- _YOUR OBJECTIVE_: Search the entries for lines that contain the word "strategies", and report each one found.

- _Data records_:
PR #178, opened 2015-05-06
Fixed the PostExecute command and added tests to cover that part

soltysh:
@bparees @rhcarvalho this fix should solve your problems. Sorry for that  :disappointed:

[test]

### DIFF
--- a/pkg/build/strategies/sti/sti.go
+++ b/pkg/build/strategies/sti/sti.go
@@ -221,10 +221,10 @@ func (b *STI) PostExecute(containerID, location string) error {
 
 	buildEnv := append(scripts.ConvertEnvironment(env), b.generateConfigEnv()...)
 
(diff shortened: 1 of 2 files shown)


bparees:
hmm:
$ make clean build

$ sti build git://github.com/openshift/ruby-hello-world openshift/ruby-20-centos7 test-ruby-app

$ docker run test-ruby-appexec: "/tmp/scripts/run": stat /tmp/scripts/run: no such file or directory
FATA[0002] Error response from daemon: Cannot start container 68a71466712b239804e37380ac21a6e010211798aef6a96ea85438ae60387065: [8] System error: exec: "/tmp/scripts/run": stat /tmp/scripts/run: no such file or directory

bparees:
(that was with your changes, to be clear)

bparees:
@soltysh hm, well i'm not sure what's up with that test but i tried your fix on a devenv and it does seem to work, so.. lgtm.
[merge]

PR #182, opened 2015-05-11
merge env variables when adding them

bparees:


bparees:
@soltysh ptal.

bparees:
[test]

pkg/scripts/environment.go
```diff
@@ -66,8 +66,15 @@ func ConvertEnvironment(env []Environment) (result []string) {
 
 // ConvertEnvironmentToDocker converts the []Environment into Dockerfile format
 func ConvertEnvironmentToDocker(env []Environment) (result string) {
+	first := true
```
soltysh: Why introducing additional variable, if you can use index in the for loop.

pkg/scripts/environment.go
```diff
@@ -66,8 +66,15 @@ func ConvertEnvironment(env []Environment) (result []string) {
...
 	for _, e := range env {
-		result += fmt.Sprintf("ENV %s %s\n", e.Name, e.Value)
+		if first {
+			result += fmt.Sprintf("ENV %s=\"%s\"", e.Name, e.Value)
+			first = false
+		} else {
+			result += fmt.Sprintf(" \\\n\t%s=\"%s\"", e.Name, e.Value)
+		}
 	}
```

- _ANSWER TO THIS EXERCISE_:
--- a/pkg/build/strategies/sti/sti.go
+++ b/pkg/build/strategies/sti/sti.go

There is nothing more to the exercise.